Kenya has been making significant progress towards achieving universal social protection for its citizens through the implementation of the Kenya Programme for Social Protection. The program has been supported by the joint SDG Fund, in partnership with the Kenyan government, the World Food Programme (WFP), UNICEF, the International Labour Organization (ILO), and the Food and Agriculture Organization of the United Nations (FAO) through the support of the joint SDG Fund.
The Kenya Programme for Social Protection built on the existing UN support to the Government of Kenya and focused on strengthening policy frameworks, delivery systems, and intersectoral linkages to achieve its goals.
According to the UN Resident Coordinator for Kenya, Dr. Stephen Jackson, social protection is crucial in promoting social justice, reducing poverty, and supporting economic growth. Despite Kenya's significant progress towards reducing poverty, the World Bank reports that the country still faces significant inequality and social exclusion. Vulnerable groups such as children, women, the elderly, and people living with disabilities are more likely to be living in poverty and facing social exclusion. Thus, social protection programs are essential in ensuring that these groups have access to basic needs such as healthcare, education, and housing.
Dr. Jackson further explained, "Through these immediate results, the partnership has demonstrated the potential benefits of investing in inclusive social protection. The program has achieved significant milestones, including the development of viable policy options for strengthening an inclusive social protection system and the feasibility study for the introduction of a maternity benefit."
The Joint SDG Fund, Kenya Programme for Social Protection, has not only achieved significant milestones in scaling up social protection coverage but also in enhancing gender-responsive integration and strengthening national capacities. The program has designed integrated models targeting key interest groups and adapted management information systems to facilitate linkages between universal social protection and socioeconomic-specific interventions.
"The joint program has demonstrated the potential benefits of investing in inclusive social protection. By enhancing gender-responsive integration between universal social protection and economic and social sector interventions, we are making progress towards leaving no one behind," says Dr. Stephen Jackson.
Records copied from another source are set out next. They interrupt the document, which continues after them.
Issue #909, opened 2023-10-19
blocker: py3.12 upgrade requires updated release of pyrdfa3


jayaddison:
**Pre-filing checks**

- [x] I have searched for open issues that report the same problem
- [x] I have checked that the bug affects the latest version of the library

**The URL of the recipe(s) that are not being scraped correctly**
N/A

**The results you expect to see**
It should be possible to use `recipe-scrapers` with Python 3.12 (released 2023-10-02).

**The results (including any Python error messages) that you are seeing**
The [`imp` module has been removed from Python 3.12](https://docs.python.org/3/whatsnew/3.12.html#imp) and this causes a `ModuleNotFoundError` in the dependency chain `recipe-scrapers -> extruct -> pyrdfa3 -> imp`.  This can be seen in the build logs for #888.

The dependency on `imp` _has already been removed_ from `pyrdfa3`; when an updated version of that library is available, this should become unblocked.

jayaddison:
An updated release of `pyrdfa3` - version 3.6.2 - is available thanks to a new maintainer stepping in (see https://github.com/RDFLib/pyrdfa3/issues/38 for details) for that project.  This should unblock usage of this library on Python 3.12 - closing this issue.

prrvchr:
I am happy that this allows you to move forward, it is for the same reasons that I resolved to ensure the maintenance of pyRdfa3.

PR #917, opened 2023-10-26
ci: coverage workflow: pin to Python versions below 3.12

jayaddison:
Pending resolution of #909.


jayaddison:
This resolves the current failures in the [`coverage` GitHub Actions workflow](https://github.com/hhursev/recipe-scrapers/blob/9a10b98c61dec88d881012276a4c794c74387c4b/.github/workflows/coverage.yaml) since this library does not yet support Python 3.12 - see #909 for more details.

In addition, the program has strengthened national capacities towards fast delivery of the sustainable development goals. Government officers were trained on disability-inclusion in statistical data collection and analysis, which will be useful to a range of other government sectors that engage the services of the Kenya National Bureau of Statistics.
Dr. Jackson adds, "Strengthening national capacities towards fast delivery of the sustainable development goals is critical in achieving universal social protection and promoting social justice, reducing poverty, and supporting economic growth."
In addition, Design options have been developed for a Universal Child Benefit, and dialogues on how to extend social protection to informal and rural economy workers have commenced. A midline impact survey for the universal senior citizen cash transfer showed that having the 70+ years cash transfer as a source of income allowed older persons, especially women, to be less dependent on others and more valued within their household and community.
The joint program has also initiated the development of cost-effective design options for the extension of social insurance to uncovered groups. Design options have been developed for the introduction of a maternity benefit and an unemployment insurance fund, the transition of the occupational injury and illness compensation scheme to a social insurance-based system governed through a tripartite mechanism, and a long-term universal child benefit.
The success of the joint program is attributed to the leadership provided by the government and its strong political will. The partnership has also helped to reduce duplication and increase efficiency by capitalizing on the unique experience and expertise of the different actors involved. Although the COVID-19 pandemic slowed down the project's implementation, it presented opportunities to further dialogue on social security benefits related to occupational injury and illness compensation mechanisms, unemployment benefits, and maternity benefits.
The joint program's success is a critical milestone in promoting social justice, reducing poverty, and supporting economic growth in Kenya. It has made significant strides towards ensuring that no one is left behind, particularly the vulnerable groups that lack access to basic necessities like healthcare, education, and housing. The social protection programs implemented have helped to stabilise households during difficult times, reducing the risk of impoverishment and increasing consumption levels. This success underscores the need to prioritise social protection and invest in citizens' well-being to sustain the gains made towards achieving universal social protection.
The Government of Kenya's strides towards achieving universal social protection are commendable, and the joint program has been successful in promoting social justice, reducing poverty, and supporting economic growth. However, to sustain the gains made and accelerate the achievement of universal social protection, it is crucial to prioritise social protection and invest in citizens' well-being.
As Dr. Jackson noted, "We need to keep the momentum going and ensure that everyone is included and that no one is left behind."